■ **Data section**:
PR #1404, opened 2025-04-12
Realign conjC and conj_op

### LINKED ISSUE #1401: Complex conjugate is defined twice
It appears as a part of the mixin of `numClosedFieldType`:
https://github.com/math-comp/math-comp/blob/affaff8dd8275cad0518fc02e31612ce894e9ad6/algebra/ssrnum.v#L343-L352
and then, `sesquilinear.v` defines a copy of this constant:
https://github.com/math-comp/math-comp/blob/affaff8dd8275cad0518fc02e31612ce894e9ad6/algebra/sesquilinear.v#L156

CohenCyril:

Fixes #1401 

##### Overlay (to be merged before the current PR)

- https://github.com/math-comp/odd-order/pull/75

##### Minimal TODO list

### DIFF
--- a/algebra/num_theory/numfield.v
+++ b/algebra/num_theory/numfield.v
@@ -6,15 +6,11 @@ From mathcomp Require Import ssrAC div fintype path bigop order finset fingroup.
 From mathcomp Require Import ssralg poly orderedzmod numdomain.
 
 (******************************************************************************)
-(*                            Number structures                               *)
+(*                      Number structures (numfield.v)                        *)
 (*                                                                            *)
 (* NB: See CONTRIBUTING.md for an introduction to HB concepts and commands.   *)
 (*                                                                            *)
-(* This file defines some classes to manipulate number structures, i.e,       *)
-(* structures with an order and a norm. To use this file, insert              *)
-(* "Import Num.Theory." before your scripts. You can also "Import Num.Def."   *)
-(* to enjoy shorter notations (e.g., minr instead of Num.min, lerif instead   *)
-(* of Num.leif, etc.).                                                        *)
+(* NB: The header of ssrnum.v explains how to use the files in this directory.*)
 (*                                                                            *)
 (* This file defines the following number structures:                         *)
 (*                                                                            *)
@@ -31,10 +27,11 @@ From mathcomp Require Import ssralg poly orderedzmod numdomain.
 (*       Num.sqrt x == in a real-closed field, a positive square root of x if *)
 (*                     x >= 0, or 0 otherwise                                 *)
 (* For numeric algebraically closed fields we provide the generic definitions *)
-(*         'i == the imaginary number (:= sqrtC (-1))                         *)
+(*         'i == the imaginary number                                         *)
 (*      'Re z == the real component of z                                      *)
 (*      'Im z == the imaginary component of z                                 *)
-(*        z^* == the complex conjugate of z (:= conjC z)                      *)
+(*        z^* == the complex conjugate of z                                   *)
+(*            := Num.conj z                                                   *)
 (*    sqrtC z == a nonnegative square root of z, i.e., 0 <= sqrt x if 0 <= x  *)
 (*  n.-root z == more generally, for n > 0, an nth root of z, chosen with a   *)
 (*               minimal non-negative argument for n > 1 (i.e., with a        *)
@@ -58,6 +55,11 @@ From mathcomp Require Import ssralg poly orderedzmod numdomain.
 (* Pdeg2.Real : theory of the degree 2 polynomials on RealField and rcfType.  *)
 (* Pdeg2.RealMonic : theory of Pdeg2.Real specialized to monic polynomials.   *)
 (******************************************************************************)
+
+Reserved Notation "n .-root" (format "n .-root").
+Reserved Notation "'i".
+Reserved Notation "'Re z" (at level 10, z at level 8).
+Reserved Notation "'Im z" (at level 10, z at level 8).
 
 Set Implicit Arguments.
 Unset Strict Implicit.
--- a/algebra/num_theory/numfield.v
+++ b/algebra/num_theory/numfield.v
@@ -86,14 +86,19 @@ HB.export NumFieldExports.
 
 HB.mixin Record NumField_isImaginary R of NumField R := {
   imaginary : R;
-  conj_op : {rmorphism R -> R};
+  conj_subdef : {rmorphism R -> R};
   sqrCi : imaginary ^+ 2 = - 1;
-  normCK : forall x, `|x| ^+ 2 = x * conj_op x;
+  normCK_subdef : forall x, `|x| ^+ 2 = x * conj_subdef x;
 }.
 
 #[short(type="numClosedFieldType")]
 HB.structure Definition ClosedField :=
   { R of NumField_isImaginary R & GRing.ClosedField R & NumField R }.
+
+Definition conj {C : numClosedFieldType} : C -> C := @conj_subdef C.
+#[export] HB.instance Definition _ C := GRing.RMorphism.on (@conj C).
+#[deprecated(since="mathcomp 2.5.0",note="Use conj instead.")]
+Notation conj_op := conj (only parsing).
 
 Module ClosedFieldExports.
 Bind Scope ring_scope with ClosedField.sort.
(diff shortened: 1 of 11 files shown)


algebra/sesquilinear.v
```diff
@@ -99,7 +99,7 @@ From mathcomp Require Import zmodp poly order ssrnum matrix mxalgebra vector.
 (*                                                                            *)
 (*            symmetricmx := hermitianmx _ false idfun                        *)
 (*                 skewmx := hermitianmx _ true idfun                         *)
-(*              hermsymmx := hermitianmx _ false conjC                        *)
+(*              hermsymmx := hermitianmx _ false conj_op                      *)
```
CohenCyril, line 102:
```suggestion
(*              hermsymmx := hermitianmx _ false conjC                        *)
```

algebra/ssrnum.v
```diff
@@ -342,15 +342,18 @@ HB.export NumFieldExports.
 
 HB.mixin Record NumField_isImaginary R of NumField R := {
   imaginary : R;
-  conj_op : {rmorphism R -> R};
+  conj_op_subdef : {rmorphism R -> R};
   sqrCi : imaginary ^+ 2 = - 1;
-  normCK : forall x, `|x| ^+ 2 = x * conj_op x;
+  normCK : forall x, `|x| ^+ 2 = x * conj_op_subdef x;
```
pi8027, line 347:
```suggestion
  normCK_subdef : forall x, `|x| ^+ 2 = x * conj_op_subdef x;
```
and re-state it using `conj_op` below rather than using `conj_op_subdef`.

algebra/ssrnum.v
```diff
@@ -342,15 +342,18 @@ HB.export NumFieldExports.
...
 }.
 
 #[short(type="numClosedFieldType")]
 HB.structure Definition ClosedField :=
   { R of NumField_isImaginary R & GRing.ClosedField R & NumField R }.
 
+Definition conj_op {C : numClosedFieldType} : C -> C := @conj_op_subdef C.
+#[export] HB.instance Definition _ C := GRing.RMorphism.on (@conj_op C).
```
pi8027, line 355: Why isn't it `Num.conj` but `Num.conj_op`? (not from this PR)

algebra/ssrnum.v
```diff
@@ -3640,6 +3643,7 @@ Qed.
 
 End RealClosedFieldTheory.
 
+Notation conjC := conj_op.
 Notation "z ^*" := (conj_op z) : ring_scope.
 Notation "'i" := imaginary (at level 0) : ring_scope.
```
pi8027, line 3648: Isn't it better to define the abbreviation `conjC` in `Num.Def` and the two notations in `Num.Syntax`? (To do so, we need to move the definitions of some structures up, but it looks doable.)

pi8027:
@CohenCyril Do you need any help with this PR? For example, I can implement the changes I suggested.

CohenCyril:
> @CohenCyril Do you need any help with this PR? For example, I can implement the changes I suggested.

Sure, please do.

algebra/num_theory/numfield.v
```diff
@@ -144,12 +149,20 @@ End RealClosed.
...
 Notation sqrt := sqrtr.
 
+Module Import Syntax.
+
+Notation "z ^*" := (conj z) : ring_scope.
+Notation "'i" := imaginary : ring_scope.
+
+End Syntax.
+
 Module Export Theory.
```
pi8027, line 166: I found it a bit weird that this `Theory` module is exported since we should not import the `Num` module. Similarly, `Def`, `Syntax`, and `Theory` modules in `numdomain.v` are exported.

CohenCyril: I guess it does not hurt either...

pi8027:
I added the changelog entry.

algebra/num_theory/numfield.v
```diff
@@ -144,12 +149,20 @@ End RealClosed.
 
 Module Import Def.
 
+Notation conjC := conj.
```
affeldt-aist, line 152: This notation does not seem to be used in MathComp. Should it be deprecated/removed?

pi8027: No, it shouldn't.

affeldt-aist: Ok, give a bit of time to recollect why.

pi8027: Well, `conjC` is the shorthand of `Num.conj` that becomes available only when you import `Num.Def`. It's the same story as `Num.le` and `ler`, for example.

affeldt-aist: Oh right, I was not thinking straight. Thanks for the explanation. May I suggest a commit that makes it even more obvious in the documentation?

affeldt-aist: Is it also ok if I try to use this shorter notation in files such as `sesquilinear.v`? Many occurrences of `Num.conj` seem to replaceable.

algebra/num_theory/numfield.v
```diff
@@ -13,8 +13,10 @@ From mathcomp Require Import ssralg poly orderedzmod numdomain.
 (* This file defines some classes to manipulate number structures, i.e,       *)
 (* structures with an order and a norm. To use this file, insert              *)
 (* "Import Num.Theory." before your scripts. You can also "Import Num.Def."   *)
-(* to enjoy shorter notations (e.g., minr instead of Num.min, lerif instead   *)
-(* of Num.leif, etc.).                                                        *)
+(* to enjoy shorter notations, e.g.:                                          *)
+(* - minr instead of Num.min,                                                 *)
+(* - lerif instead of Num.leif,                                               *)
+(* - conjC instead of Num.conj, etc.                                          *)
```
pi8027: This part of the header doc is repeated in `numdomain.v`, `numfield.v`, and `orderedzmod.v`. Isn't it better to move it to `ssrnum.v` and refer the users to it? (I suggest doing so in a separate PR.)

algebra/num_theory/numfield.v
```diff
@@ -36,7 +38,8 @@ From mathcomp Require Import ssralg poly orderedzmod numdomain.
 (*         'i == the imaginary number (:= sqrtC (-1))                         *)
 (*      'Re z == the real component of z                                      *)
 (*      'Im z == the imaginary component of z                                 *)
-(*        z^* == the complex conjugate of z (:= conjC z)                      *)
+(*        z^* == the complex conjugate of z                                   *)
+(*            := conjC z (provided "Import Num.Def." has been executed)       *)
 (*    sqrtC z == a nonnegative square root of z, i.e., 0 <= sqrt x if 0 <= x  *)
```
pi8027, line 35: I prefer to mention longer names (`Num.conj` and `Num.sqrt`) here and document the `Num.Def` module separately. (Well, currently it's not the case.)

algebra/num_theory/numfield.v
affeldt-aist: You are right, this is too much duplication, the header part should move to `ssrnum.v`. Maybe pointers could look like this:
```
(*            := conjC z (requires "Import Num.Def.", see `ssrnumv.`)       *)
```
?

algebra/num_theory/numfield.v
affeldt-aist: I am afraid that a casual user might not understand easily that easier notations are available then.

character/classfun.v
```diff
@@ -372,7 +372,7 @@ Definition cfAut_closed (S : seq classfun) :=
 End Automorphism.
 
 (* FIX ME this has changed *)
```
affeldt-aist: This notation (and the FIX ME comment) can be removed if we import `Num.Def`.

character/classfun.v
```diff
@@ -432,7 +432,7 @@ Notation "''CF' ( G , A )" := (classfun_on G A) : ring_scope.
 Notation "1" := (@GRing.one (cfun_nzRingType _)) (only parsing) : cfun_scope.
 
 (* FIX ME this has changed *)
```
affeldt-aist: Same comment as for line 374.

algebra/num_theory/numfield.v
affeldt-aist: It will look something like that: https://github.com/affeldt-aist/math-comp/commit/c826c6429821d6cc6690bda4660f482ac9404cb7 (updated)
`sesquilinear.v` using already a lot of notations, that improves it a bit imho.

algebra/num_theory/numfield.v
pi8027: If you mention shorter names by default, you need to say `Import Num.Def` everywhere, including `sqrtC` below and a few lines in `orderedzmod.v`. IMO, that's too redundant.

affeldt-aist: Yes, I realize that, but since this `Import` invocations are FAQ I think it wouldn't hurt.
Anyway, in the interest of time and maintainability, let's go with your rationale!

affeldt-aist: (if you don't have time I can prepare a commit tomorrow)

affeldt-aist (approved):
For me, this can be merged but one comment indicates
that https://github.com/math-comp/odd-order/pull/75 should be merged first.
==
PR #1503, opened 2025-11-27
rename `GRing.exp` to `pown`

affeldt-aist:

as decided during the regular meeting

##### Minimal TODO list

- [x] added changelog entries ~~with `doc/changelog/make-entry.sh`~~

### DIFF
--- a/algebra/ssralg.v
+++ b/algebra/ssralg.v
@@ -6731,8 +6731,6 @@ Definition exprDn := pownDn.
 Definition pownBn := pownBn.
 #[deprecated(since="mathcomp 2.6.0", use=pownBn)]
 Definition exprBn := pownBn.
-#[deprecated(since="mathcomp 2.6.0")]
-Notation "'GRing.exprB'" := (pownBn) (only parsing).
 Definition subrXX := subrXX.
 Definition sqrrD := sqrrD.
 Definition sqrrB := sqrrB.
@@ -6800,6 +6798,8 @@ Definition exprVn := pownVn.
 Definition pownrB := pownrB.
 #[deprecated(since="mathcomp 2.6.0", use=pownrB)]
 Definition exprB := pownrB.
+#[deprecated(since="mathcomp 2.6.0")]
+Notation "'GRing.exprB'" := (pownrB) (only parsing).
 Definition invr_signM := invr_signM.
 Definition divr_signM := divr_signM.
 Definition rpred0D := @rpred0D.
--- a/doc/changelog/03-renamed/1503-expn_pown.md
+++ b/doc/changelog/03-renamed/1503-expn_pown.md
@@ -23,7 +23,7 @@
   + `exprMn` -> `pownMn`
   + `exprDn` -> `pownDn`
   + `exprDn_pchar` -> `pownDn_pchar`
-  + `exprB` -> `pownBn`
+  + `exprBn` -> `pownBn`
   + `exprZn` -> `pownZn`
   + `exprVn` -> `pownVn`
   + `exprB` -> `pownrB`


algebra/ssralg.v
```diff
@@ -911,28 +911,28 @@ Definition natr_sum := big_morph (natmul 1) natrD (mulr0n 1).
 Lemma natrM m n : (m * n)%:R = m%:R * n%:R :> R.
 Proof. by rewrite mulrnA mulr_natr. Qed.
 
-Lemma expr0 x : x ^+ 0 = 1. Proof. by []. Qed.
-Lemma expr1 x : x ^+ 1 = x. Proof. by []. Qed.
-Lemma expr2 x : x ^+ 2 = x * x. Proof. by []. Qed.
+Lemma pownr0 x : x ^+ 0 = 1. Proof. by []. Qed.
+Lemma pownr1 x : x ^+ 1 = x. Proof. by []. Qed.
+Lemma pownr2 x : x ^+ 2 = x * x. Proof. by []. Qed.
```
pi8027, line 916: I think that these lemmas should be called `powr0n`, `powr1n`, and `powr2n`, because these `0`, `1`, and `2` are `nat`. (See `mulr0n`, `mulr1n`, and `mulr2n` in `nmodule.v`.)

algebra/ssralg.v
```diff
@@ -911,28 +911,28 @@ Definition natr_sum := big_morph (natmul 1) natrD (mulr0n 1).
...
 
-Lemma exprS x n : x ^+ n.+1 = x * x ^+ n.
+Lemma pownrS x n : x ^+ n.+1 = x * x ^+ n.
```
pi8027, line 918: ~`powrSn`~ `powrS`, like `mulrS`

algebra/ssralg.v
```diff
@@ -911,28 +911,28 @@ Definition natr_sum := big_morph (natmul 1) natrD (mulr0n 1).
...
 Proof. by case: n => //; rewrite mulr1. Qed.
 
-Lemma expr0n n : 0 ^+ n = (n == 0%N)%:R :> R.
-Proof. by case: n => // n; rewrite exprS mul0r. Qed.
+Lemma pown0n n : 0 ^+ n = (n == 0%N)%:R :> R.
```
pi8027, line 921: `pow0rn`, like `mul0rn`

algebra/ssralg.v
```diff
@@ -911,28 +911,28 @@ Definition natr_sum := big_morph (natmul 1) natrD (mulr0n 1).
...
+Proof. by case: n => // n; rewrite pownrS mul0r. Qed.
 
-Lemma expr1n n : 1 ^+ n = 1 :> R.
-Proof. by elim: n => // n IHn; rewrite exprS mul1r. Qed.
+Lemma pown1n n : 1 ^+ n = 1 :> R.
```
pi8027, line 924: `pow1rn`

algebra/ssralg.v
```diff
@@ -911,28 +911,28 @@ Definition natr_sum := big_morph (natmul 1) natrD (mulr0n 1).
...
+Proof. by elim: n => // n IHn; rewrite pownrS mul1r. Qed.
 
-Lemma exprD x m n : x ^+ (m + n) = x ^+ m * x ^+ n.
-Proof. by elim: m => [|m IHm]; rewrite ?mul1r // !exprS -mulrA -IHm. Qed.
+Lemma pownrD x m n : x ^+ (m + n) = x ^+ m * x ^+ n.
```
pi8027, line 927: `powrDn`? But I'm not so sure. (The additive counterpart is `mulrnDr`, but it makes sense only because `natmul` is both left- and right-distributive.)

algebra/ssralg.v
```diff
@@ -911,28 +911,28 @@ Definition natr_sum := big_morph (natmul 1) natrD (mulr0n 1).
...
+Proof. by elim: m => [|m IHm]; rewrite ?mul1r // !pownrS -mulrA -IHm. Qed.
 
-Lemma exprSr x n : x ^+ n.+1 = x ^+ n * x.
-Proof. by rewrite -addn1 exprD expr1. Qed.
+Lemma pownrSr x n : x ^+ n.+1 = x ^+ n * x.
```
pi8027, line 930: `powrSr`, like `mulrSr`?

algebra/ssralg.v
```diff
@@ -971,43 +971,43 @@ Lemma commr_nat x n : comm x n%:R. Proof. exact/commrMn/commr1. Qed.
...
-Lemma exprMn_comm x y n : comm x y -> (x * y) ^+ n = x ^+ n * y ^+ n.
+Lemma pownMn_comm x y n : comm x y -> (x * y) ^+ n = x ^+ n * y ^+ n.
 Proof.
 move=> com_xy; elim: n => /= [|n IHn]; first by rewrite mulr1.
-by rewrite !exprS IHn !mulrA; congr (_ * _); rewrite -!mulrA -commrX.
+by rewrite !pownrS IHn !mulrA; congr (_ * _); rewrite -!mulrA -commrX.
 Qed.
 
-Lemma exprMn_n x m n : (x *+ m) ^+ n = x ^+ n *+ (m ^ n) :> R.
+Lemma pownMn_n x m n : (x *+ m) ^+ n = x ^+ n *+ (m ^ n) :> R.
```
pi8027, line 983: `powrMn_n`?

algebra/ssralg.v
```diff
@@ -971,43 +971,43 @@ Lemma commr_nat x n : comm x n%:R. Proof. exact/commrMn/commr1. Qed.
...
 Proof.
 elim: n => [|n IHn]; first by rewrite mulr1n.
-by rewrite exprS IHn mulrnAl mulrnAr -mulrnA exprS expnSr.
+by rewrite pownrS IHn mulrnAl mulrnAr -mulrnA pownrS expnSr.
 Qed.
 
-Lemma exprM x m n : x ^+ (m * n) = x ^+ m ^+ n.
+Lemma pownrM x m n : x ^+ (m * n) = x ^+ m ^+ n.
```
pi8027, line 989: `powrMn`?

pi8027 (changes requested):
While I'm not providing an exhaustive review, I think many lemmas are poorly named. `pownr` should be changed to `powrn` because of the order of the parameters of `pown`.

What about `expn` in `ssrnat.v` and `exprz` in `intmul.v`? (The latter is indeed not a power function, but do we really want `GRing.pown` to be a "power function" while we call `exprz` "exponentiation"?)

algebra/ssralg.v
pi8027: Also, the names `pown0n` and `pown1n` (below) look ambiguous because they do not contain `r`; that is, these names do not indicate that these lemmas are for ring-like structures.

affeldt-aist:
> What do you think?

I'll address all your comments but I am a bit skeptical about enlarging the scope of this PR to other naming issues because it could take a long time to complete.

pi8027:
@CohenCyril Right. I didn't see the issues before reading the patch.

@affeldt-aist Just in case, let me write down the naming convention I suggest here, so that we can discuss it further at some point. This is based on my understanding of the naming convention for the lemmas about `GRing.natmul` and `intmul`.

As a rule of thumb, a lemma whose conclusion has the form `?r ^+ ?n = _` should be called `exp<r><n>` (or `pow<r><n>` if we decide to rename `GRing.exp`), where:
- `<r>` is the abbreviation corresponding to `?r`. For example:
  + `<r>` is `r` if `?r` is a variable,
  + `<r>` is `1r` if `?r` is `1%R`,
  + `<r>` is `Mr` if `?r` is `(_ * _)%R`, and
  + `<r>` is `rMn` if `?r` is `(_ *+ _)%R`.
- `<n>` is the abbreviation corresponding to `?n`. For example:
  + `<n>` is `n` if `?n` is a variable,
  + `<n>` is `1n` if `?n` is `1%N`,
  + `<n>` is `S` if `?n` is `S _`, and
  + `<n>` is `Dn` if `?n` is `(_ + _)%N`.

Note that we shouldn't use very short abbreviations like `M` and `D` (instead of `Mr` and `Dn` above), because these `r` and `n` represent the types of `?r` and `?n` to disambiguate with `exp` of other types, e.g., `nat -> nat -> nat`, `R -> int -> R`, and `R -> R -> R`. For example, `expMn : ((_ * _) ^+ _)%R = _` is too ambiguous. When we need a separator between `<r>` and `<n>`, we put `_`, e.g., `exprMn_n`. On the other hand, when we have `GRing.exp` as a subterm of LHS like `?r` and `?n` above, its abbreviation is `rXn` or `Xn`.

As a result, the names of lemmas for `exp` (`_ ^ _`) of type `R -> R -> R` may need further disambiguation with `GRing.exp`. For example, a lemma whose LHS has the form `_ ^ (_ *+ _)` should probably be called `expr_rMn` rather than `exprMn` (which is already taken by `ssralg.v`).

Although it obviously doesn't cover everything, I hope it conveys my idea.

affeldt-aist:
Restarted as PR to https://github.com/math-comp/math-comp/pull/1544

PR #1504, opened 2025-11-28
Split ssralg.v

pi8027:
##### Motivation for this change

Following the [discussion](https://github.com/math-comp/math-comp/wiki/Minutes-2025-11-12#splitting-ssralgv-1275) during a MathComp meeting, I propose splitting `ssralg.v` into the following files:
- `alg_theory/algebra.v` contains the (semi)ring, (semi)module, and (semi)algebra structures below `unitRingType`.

■ **What the exercise asks**:
For the word "removed", report how many lines of the records contain it; respond with the number only.

■ **Output of the task**:
2